• Exercise prompt: Find "A quick and" and "There was already" in the records below. Copy the lines holding them and every line between, exactly, and no others.

-*-*-

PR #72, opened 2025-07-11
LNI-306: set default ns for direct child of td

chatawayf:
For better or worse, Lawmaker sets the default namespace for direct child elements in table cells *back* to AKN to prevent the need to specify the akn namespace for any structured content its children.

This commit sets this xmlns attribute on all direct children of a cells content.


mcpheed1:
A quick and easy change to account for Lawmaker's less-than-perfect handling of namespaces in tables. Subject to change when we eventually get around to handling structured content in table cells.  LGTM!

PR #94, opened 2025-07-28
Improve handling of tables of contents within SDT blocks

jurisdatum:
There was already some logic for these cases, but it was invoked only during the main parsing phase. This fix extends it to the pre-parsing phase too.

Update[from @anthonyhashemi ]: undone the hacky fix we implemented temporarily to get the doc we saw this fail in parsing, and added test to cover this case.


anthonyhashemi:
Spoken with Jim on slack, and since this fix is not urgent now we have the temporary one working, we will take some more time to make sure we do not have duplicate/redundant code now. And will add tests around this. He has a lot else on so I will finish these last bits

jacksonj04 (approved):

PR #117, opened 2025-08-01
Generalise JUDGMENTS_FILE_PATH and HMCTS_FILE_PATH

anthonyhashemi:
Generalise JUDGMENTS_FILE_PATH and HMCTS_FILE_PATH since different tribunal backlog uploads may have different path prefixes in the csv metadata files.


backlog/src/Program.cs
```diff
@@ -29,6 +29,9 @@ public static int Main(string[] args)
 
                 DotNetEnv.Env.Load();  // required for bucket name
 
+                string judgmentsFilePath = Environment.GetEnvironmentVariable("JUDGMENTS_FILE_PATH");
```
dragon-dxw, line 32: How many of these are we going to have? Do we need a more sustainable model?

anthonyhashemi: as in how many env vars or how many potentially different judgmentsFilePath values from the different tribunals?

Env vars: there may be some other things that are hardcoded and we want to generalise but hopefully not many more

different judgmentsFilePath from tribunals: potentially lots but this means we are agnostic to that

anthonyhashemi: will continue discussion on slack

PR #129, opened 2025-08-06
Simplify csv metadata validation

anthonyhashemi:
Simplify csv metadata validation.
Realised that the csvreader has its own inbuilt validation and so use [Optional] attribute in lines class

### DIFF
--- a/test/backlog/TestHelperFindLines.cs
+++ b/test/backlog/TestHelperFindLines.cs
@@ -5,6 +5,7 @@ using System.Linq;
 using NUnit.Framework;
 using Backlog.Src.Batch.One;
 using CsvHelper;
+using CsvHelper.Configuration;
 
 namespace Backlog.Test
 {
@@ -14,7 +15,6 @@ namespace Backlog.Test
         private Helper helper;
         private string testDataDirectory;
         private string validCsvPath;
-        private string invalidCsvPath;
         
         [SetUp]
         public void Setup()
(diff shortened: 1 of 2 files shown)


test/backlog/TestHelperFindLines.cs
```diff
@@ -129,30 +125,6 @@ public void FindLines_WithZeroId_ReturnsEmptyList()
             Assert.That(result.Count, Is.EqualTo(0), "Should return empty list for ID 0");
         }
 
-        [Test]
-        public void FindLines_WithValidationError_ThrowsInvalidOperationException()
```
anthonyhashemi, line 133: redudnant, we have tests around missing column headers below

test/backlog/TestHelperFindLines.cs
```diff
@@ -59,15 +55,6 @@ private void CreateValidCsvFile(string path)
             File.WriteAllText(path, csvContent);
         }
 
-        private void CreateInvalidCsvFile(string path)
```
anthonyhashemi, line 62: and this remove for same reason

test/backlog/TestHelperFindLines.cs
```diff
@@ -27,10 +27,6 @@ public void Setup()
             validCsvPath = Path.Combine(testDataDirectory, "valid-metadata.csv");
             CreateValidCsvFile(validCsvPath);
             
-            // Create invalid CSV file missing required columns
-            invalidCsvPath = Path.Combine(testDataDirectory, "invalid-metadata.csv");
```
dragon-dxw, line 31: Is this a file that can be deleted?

-*-*-

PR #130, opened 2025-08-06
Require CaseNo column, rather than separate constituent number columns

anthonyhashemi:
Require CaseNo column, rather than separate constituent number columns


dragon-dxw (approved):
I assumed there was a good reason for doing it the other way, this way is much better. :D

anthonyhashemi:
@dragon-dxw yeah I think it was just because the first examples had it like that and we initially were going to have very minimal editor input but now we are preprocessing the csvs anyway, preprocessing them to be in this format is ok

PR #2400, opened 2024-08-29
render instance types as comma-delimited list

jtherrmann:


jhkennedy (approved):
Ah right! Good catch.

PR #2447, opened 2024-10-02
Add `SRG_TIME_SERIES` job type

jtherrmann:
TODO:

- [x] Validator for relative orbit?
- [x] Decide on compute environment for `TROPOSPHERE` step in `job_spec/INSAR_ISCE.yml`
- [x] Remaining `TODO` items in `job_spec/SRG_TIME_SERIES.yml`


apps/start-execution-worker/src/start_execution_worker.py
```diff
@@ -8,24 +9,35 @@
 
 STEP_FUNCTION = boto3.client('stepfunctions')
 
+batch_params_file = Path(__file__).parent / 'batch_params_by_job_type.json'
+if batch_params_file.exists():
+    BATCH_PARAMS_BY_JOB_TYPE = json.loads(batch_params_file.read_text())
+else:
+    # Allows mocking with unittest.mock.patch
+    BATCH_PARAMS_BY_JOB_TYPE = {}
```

-*-*-

• Task output:
A quick and easy change to account for Lawmaker's less-than-perfect handling of namespaces in tables. Subject to change when we eventually get around to handling structured content in table cells.  LGTM!

PR #94, opened 2025-07-28
Improve handling of tables of contents within SDT blocks

jurisdatum:
There was already some logic for these cases, but it was invoked only during the main parsing phase. This fix extends it to the pre-parsing phase too.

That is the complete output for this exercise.